┌────────

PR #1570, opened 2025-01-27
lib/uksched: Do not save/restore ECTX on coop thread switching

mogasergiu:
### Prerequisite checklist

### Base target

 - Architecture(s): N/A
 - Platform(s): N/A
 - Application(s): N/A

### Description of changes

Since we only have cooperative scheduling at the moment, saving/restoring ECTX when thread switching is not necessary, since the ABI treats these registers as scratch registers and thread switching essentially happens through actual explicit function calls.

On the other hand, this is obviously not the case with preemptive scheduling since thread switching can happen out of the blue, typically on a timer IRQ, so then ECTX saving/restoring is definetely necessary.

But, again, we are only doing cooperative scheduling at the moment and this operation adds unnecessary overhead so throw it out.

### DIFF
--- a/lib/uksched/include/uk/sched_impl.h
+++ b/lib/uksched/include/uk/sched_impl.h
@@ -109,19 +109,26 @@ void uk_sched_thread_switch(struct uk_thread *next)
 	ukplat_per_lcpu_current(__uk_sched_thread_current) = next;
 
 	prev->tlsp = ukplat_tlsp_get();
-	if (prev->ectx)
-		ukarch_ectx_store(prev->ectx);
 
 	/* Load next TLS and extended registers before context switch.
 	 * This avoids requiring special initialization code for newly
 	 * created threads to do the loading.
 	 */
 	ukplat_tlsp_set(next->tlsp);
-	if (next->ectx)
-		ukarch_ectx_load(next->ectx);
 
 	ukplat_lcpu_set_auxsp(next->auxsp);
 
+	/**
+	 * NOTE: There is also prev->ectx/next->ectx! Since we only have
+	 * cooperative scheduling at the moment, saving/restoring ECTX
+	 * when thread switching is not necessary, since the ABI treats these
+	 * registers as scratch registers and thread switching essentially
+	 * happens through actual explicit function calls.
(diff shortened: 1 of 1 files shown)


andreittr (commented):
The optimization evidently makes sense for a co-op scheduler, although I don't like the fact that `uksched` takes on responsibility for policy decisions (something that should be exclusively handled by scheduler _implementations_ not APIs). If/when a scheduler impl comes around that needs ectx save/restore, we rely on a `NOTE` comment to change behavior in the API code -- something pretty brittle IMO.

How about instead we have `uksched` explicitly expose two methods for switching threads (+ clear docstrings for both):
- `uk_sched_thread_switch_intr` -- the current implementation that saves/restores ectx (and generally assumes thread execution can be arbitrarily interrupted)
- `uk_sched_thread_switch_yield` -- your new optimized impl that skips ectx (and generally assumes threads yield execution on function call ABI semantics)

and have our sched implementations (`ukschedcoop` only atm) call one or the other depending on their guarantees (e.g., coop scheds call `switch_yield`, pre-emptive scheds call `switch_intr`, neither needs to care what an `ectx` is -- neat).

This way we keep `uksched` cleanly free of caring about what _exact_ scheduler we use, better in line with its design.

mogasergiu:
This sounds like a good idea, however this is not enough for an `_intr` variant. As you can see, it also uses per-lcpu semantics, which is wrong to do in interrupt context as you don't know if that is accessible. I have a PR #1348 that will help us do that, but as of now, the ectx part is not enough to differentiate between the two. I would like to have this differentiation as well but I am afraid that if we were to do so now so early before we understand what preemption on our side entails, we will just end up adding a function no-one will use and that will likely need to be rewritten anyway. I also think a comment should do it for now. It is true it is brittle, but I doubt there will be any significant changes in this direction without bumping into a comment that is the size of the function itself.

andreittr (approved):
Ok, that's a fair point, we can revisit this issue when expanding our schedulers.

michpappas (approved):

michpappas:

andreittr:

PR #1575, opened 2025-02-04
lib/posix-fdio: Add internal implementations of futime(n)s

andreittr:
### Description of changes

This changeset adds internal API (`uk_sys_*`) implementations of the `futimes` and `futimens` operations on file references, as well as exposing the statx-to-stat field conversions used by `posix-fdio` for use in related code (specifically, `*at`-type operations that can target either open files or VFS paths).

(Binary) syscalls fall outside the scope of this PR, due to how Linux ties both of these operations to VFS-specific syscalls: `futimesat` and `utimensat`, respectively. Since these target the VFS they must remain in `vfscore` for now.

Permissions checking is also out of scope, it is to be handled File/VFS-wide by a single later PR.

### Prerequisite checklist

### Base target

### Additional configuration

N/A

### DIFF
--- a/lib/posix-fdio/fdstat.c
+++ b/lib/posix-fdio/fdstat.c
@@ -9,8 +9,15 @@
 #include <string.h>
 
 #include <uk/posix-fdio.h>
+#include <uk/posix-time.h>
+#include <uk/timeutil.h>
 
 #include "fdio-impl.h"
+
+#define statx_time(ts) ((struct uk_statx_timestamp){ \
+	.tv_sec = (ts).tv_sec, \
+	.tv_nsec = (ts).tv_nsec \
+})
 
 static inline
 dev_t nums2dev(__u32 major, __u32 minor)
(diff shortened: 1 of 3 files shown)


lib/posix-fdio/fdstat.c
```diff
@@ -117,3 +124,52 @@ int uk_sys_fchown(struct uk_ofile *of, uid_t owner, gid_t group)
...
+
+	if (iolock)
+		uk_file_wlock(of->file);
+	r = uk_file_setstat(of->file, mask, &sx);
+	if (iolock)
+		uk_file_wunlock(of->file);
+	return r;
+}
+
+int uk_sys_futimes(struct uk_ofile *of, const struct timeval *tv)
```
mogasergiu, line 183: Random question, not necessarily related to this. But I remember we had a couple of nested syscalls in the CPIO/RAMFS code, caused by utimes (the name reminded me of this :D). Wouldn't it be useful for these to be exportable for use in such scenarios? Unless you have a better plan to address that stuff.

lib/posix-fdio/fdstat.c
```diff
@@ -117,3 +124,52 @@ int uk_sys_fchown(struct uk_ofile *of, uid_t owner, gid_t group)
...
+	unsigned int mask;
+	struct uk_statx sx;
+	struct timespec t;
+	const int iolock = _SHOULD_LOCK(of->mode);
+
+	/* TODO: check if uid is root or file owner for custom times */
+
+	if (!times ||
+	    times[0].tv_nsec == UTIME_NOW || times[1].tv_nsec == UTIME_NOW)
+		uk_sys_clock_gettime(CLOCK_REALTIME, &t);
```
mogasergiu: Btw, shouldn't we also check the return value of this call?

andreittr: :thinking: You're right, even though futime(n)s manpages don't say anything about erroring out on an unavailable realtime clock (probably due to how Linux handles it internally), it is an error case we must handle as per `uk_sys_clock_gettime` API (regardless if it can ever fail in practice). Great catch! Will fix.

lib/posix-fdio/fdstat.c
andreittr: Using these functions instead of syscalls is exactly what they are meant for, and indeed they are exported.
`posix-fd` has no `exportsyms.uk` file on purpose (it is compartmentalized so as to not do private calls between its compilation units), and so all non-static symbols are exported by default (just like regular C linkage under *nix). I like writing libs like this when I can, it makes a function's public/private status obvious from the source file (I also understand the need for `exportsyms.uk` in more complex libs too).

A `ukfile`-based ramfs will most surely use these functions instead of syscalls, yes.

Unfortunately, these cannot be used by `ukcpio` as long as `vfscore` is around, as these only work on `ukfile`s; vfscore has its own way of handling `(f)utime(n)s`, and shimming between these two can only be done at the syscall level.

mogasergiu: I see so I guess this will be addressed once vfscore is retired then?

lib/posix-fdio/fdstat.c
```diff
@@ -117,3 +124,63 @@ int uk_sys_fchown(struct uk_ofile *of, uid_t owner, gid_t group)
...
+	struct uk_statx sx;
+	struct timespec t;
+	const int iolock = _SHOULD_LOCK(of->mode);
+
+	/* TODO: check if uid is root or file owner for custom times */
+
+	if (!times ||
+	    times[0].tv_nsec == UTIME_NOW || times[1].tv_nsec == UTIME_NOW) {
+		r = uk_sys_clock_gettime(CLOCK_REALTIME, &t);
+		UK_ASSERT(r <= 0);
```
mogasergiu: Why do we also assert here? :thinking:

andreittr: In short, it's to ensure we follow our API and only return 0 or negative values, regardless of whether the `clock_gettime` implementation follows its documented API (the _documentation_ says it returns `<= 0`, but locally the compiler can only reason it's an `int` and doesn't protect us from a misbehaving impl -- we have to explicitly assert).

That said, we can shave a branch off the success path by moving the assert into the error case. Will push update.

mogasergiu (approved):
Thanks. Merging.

└────────
┌────────

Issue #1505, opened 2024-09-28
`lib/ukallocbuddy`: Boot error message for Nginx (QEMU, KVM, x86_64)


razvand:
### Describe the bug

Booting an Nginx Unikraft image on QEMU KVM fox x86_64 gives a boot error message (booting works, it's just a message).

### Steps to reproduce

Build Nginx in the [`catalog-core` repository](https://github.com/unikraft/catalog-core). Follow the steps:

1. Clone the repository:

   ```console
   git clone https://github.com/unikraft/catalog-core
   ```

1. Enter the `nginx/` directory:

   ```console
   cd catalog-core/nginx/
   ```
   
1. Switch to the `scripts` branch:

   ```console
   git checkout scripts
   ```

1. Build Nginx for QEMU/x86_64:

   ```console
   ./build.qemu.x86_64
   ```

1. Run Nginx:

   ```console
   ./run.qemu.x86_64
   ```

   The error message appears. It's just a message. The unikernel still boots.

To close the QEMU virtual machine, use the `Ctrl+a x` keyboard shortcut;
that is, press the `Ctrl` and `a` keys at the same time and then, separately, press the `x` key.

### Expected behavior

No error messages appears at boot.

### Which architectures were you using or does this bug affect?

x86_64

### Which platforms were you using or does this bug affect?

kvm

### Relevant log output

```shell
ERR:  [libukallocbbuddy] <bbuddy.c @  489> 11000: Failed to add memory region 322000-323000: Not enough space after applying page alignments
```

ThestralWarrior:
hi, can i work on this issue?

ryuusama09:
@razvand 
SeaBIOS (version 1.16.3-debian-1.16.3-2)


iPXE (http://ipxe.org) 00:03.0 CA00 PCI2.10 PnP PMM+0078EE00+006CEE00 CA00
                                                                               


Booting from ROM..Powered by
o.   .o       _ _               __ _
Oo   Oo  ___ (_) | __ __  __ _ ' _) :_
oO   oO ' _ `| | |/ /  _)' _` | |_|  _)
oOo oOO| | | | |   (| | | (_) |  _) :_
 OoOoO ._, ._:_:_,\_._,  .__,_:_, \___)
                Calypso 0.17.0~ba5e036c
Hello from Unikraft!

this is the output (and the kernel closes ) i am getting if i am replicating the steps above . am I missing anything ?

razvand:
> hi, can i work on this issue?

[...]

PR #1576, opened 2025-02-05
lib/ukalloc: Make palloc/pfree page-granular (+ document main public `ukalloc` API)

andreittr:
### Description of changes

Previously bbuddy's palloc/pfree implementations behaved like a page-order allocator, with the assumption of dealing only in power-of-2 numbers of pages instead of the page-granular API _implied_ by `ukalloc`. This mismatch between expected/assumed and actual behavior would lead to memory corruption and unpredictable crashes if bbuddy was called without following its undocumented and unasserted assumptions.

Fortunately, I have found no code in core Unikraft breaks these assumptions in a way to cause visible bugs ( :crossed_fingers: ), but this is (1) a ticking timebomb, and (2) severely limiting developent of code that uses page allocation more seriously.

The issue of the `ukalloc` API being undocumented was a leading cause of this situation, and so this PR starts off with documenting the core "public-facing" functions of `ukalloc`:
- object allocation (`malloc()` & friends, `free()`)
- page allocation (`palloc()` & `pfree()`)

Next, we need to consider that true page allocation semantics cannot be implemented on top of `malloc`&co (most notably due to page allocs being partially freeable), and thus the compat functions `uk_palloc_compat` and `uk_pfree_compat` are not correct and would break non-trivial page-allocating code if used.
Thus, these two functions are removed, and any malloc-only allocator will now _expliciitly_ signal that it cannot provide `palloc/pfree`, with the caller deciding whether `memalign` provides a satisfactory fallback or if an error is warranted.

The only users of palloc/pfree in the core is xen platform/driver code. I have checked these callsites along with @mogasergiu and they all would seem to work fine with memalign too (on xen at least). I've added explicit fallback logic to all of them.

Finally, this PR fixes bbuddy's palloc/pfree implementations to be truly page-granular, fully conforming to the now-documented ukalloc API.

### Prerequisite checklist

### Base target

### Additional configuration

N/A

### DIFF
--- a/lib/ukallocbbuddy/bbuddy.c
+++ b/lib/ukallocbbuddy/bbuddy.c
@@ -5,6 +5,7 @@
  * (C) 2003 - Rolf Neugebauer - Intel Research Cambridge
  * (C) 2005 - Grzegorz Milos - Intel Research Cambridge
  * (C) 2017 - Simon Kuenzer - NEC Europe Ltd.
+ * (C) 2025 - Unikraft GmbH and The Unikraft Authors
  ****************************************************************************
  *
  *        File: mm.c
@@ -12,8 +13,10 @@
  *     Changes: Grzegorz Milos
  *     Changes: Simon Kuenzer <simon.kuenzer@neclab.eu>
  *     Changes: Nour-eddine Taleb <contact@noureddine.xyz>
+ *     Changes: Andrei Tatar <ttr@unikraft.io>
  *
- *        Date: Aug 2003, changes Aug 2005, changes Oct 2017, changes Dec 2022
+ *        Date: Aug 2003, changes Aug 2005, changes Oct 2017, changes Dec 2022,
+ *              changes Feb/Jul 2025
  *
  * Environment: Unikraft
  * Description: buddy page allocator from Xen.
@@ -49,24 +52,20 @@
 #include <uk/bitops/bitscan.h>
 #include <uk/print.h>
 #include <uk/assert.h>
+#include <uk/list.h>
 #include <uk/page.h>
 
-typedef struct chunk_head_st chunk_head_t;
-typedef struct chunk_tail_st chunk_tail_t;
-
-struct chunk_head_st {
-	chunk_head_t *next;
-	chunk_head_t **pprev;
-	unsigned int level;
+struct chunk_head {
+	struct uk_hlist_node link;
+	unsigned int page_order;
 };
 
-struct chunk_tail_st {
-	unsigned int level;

└────────

- Aim of the task
Above are the records; copy every line in them that holds the word "Cambridge".

- Your solution
  * (C) 2003 - Rolf Neugebauer - Intel Research Cambridge
  * (C) 2005 - Grzegorz Milos - Intel Research Cambridge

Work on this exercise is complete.